THE DATA -
----------------------------------------

PR #1169, opened 2020-11-03
feat: land analytics

### LINKED ISSUE #979: Fetch analytics data for deployed scenes from frontend
Fetch analytics data for deployed scenes from frontend. Store it in the app state.

### LINKED ISSUE #981: Show analytics data on UI
Show analytics data on UI.

* Land Detail
* Scene Detail

The data to show will be:

- Weekly Active Users
- Weekly Sessions
- Median session time
- Max concurrent users.

Everything for the last 7 days

cazala:
Closes #979 
Closes #981

### DIFF
--- a/src/components/SceneStats/SceneStats.container.ts
+++ b/src/components/SceneStats/SceneStats.container.ts
@@ -1,0 +1,19 @@
+import { connect } from 'react-redux'
+import { RootState } from 'modules/common/types'
+import { fetchSceneStatsRequest, FetchSceneStatsRequestAction, FETCH_SCENE_STATS_REQUEST } from 'modules/stats/action'
+import { getStatsByDeploymentId, getLoading } from 'modules/stats/selectors'
+import { MapStateProps, MapDispatchProps, MapDispatch, OwnProps } from './SceneStats.types'
+import SceneStats from './SceneStats'
+
+const mapState = (state: RootState, ownProps: OwnProps): MapStateProps => ({
+  stats: getStatsByDeploymentId(state)[ownProps.deployment.id],
+  isLoading: getLoading(state)
+    .filter(action => action.type === FETCH_SCENE_STATS_REQUEST)
+    .some(action => (action as FetchSceneStatsRequestAction).payload.base === ownProps.deployment.base)
+})
+
+const mapDispatch = (dispatch: MapDispatch): MapDispatchProps => ({
+  onFetchStats: base => dispatch(fetchSceneStatsRequest(base))
+})
+
+export default connect(mapState, mapDispatch)(SceneStats)
--- a/src/components/SceneStats/SceneStats.container.ts
+++ b/src/components/SceneStats/SceneStats.container.ts
@@ -1,20 +1,21 @@
 import { connect } from 'react-redux'
 import { RootState } from 'modules/common/types'
-import { fetchSceneStatsRequest, FetchSceneStatsRequestAction, FETCH_SCENE_STATS_REQUEST } from 'modules/stats/action'
-import { getStatsByDeploymentId, getLoading } from 'modules/stats/selectors'
+import { fetchWeeklySceneStatsRequest, FetchWeeklySceneStatsRequestAction, FETCH_WEEKLY_SCENE_STATS_REQUEST } from 'modules/stats/action'
+import { getWeeklyStatsByDeploymentId, getLoading } from 'modules/stats/selectors'
 import { MapStateProps, MapDispatchProps, MapDispatch, OwnProps } from './SceneStats.types'
 import SceneStats from './SceneStats'
 
 const mapState = (state: RootState, ownProps: OwnProps): MapStateProps => ({
-  stats: getStatsByDeploymentId(state)[ownProps.deployment.id],
+  stats: getWeeklyStatsByDeploymentId(state)[ownProps.deployment.id],
   isLoading: getLoading(state).some(
     action =>
-      action.type === FETCH_SCENE_STATS_REQUEST && (action as FetchSceneStatsRequestAction).payload.base === ownProps.deployment.base
+      action.type === FETCH_WEEKLY_SCENE_STATS_REQUEST &&
+      (action as FetchWeeklySceneStatsRequestAction).payload.base === ownProps.deployment.base
   )
 })
 
 const mapDispatch = (dispatch: MapDispatch): MapDispatchProps => ({
-  onFetchStats: base => dispatch(fetchSceneStatsRequest(base))
+  onFetchStats: base => dispatch(fetchWeeklySceneStatsRequest(base))
 })
 
 export default connect(mapState, mapDispatch)(SceneStats)
--- a/src/components/SceneStats/SceneStats.container.ts
+++ b/src/components/SceneStats/SceneStats.container.ts
@@ -7,9 +7,10 @@ import SceneStats from './SceneStats'
 
 const mapState = (state: RootState, ownProps: OwnProps): MapStateProps => ({
   stats: getStatsByDeploymentId(state)[ownProps.deployment.id],
-  isLoading: getLoading(state)
-    .filter(action => action.type === FETCH_SCENE_STATS_REQUEST)
-    .some(action => (action as FetchSceneStatsRequestAction).payload.base === ownProps.deployment.base)
+  isLoading: getLoading(state).some(
+    action =>
+      action.type === FETCH_SCENE_STATS_REQUEST && (action as FetchSceneStatsRequestAction).payload.base === ownProps.deployment.base
+  )
 })
 
 const mapDispatch = (dispatch: MapDispatch): MapDispatchProps => ({
--- a/src/components/SceneStats/SceneStats.tsx
+++ b/src/components/SceneStats/SceneStats.tsx
@@ -3,6 +3,7 @@ import { t } from 'decentraland-dapps/dist/modules/translation/utils'
 import { formatTime } from 'lib/date'
 import Stats from './Stats'
 import { Props } from './SceneStats.types'
+import { Loader } from 'decentraland-ui'
 
 export default class SceneStats extends React.PureComponent<Props> {
   componentWillMount() {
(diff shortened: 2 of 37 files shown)


src/modules/deployment/selectors.ts
```diff
@@ -115,3 +115,10 @@ export const getEmptyTiles = createSelector<RootState, Record<string, Deployment
     return result
   }
 )
+
+export const getDeploymentsByBase = createSelector<RootState, DeploymentState['data'], Record<string, Deployment>>(getData, deployments =>
```
nicosantangelo, line 119: I think this is not being used?

src/components/SceneStats/SceneStats.container.ts
```diff
@@ -0,0 +1,19 @@
...
+import { fetchSceneStatsRequest, FetchSceneStatsRequestAction, FETCH_SCENE_STATS_REQUEST } from 'modules/stats/action'
+import { getStatsByDeploymentId, getLoading } from 'modules/stats/selectors'
+import { MapStateProps, MapDispatchProps, MapDispatch, OwnProps } from './SceneStats.types'
+import SceneStats from './SceneStats'
+
+const mapState = (state: RootState, ownProps: OwnProps): MapStateProps => ({
+  stats: getStatsByDeploymentId(state)[ownProps.deployment.id],
+  isLoading: getLoading(state)
+    .filter(action => action.type === FETCH_SCENE_STATS_REQUEST)
+    .some(action => (action as FetchSceneStatsRequestAction).payload.base === ownProps.deployment.base)
```
nicosantangelo, line 12: Maybe this can be a selector on its own? if not, you can just use some for the entire condition instead of looping twice right?

src/modules/stats/action.ts
```diff
@@ -0,0 +1,16 @@
+// Fetch Stats
```
nicosantangelo, line 1: I think this comment is meant to be below the imports right?

src/modules/stats/reducer.ts
```diff
@@ -0,0 +1,60 @@
...
+
+    case FETCH_SCENE_STATS_SUCCESS: {
+      const { base, stats } = action.payload
+      return {
+        ...state,
+        loading: loadingReducer(state.loading, action),
+        error: null,
+        data: {
+          ...state.data,
+          [base]: stats
```
nicosantangelo, line 43: This is a new object, but shouldn't we copy it `{ ...stats }` anyways?

src/components/SceneStats/SceneStats.tsx
```diff
@@ -0,0 +1,44 @@
...
+          {stats => (stats ? stats.users.toLocaleString() : '0')}
+        </Stats>
+        <Stats label={t('analytics.sessions')} stats={stats} isLoading={isLoading}>
+          {stats => (stats ? stats.sessions.toLocaleString() : '0')}
+        </Stats>
+        <Stats label={t('analytics.median_session_time')} stats={stats} isLoading={isLoading}>
+          {stats => (stats ? formatTime(stats.medianSessionTime) : '0s')}
+        </Stats>
+        <Stats label={t('analytics.max_concurrent_users')} stats={stats} isLoading={isLoading}>
+          {stats => (stats ? stats.maxConcurrentUsers.toLocaleString() : '0')}
```
nicosantangelo, line 39: why are these functions? I looked at Stats.tsx and it looks like 
`isLoading && !stats ? <Loader active size="mini" /> : children(stats)`

so isn't it better to just move that condition to each of these? and have Stats just be a component that returns 
```tsx
      <div className="Stats">
        <div className="value">{value}</div>
        <div className="label">{label}</div>
      </div>
```
Also, these are not the same Stats as decentraland-uis right?

src/components/SceneStats/SceneStats.tsx
```diff
@@ -0,0 +1,44 @@
...
+    const { stats, isLoading, onFetchStats } = this.props
+    if (!stats && !isLoading) {
+      onFetchStats(base)
+    }
+  }
+
+  render() {
+    const { stats, isLoading } = this.props
+    return (
+      <>
```
nicosantangelo, line 28: This is not wrong but I'm a bit hesitant to return a component that spits out unwrapped elements cause we can't scope them (to style it for example)

You think that might be a problem at some point?

src/modules/common/reducer.ts
```diff
@@ -57,6 +58,7 @@ export function createRootReducer(history: History) {
       item,
       collection,
       location,
+      stats,
```
nicosantangelo, line 61: Couldn't `stats` be a bit too generic? or are we planning to re-use it if we ever need to display stats elsewhere?

Also! maybe it's a bit weird that the types and part of the code call the Stats `WeeklyStats` but the store/variable names don't reflect that

nicosantangelo (commented):
it works great 🔥

src/components/SceneStats/SceneStats.tsx
cazala: I'm formatting `value` different on some of those stats, that's why I assed it as a function. For instance for the stat `users: 1024` we show `"1,024"` but for `medianSessionTime: 3600` we show `"1h"`. Also when the stat is `null` the default value for `users` is `"0"` while for `medianSessionTime` is `"0s"`.

src/components/SceneStats/SceneStats.tsx
cazala: mm since these are all `Stats`, if we wanted to style them from the inside we can just use `Stats.css`. If we wanted to style them from the outside, the parent can still wrap it and style it. But if I wrap it here, it's impossible to use it unwrapped from the outside, for instance to add these as siblings to other components and align them using flex, which is what I'm doing on the parent components. That's why I left it unwrapped.

src/modules/common/reducer.ts
cazala: Maybe, what name would you recommend? I didn't use analytics because that's an already existing module for our analytics.

Regarding thhe second point, there was a discussion to add daily/monthly analytics too, and being able to switch from a dropdown, but it required some work on the redshift side. That's why i named the endpoint and the data type "weekly", I can wrap these stats under `data.weekly` instead of just `data`, would that make it clearer?

src/modules/deployment/selectors.ts
cazala: good catch! i ll remove it

src/modules/stats/reducer.ts
cazala: mm i don't think we do that anywhere tbh, i just checked a few reducers. but i don't see why would you clone it, if we are not mutating?

src/components/SceneStats/SceneStats.container.ts
cazala: done 👍

src/components/SceneStats/SceneStats.tsx
cazala: ah you mean moving the Loader outside? But then instead of having stuff like 

```
{stats => (stats ? stats.users.toLocaleString() : '0')}
```

I ll have 

```
{isLoading && !stats ? <Loader active size="mini" /> : stats ? ? stats.users.toLocaleString() : '0')}
```

repeated 4 times

src/modules/common/reducer.ts
nicosantangelo: > Maybe, what name would you recommend? I didn't use analytics because that's an already existing module for our analytics.

I'm not sureeeee. Will ping you on Slack about it 🚀

> Regarding thhe second point, there was a discussion to add daily/monthly analytics too, and being able to switch from a dropdown, but it required some work on the redshift side. That's why i named the endpoint and the data type "weekly", I can wrap these stats under data.weekly instead of just data, would that make it clearer?

Oh! maybe it's not necessary then, we can do that when we get there. If you think it makes it a bit clearer in case someone else has to develop that feature go right ahead! we can also leave a comment

src/components/SceneStats/SceneStats.tsx
nicosantangelo: True, I guess you can just wrap them on the parent. What I was thinking is that if you do `.Parent .Stats` that could mean these or decentraland-ui's for example.
But not a problem really, just wanted to point that out just in case

src/modules/stats/reducer.ts
nicosantangelo: I just checked and I think we are doing it in some cases like asset packs (LOAD_ASSET_PACKS_SUCCESS or LOAD_COLLECTIBLES_SUCCESS) right?

My thought process was that you don't know where else that object is going to go via de action and if you don't clone it here, another part of the store can save it and share a reference

src/components/SceneStats/SceneStats.tsx
nicosantangelo: True, but thing is that when I read the code I thought each Stat was fetching the object (or at least trying to), because that's the pattern we usually use. It's weird to see a function for an object you yourself supplied.

That said, it's not really _a problem_ it's A-OK the way it is

src/modules/stats/reducer.ts
cazala: i checked and yes, there are a few reducers where we do this, but tbh i don't think we get anything out of breaking a reference if the data hasn't changed. We want to avoid at all costs mutating because that's what breaks pure components and selectors. But if the data is not changing, I don't see why not keep that reference.

For instance in assetPacks we add an `assets` prop to each assetPacks, thus we need to clone it. On collections we omit the `items` prop. But on most of the modules we just assign the instances to the reducer `data`.

src/components/SceneStats/SceneStats.tsx
cazala: yes, it's true that passing `stats` to the children lambda makes it seem like it's fetching/providing it, and you can still use it even if not provided in that function, is the same instance that's already present in the scope.. maybe I can make a helper class method of the parent instead of a behavior of Stats

cazala: done 👍

src/modules/common/reducer.ts
cazala: i added "weekly" to the actions names and within the reducer data

nicosantangelo (approved):
LGTM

----------------------------------------

DESCRIPTION OF THE TASK - Nothing but the lines from the beginning of the records through the line with "Show analytics data on UI." should appear, each printed exactly.

FINISHED EXERCISE -
PR #1169, opened 2020-11-03
feat: land analytics

### LINKED ISSUE #979: Fetch analytics data for deployed scenes from frontend
Fetch analytics data for deployed scenes from frontend. Store it in the app state.

### LINKED ISSUE #981: Show analytics data on UI
Show analytics data on UI.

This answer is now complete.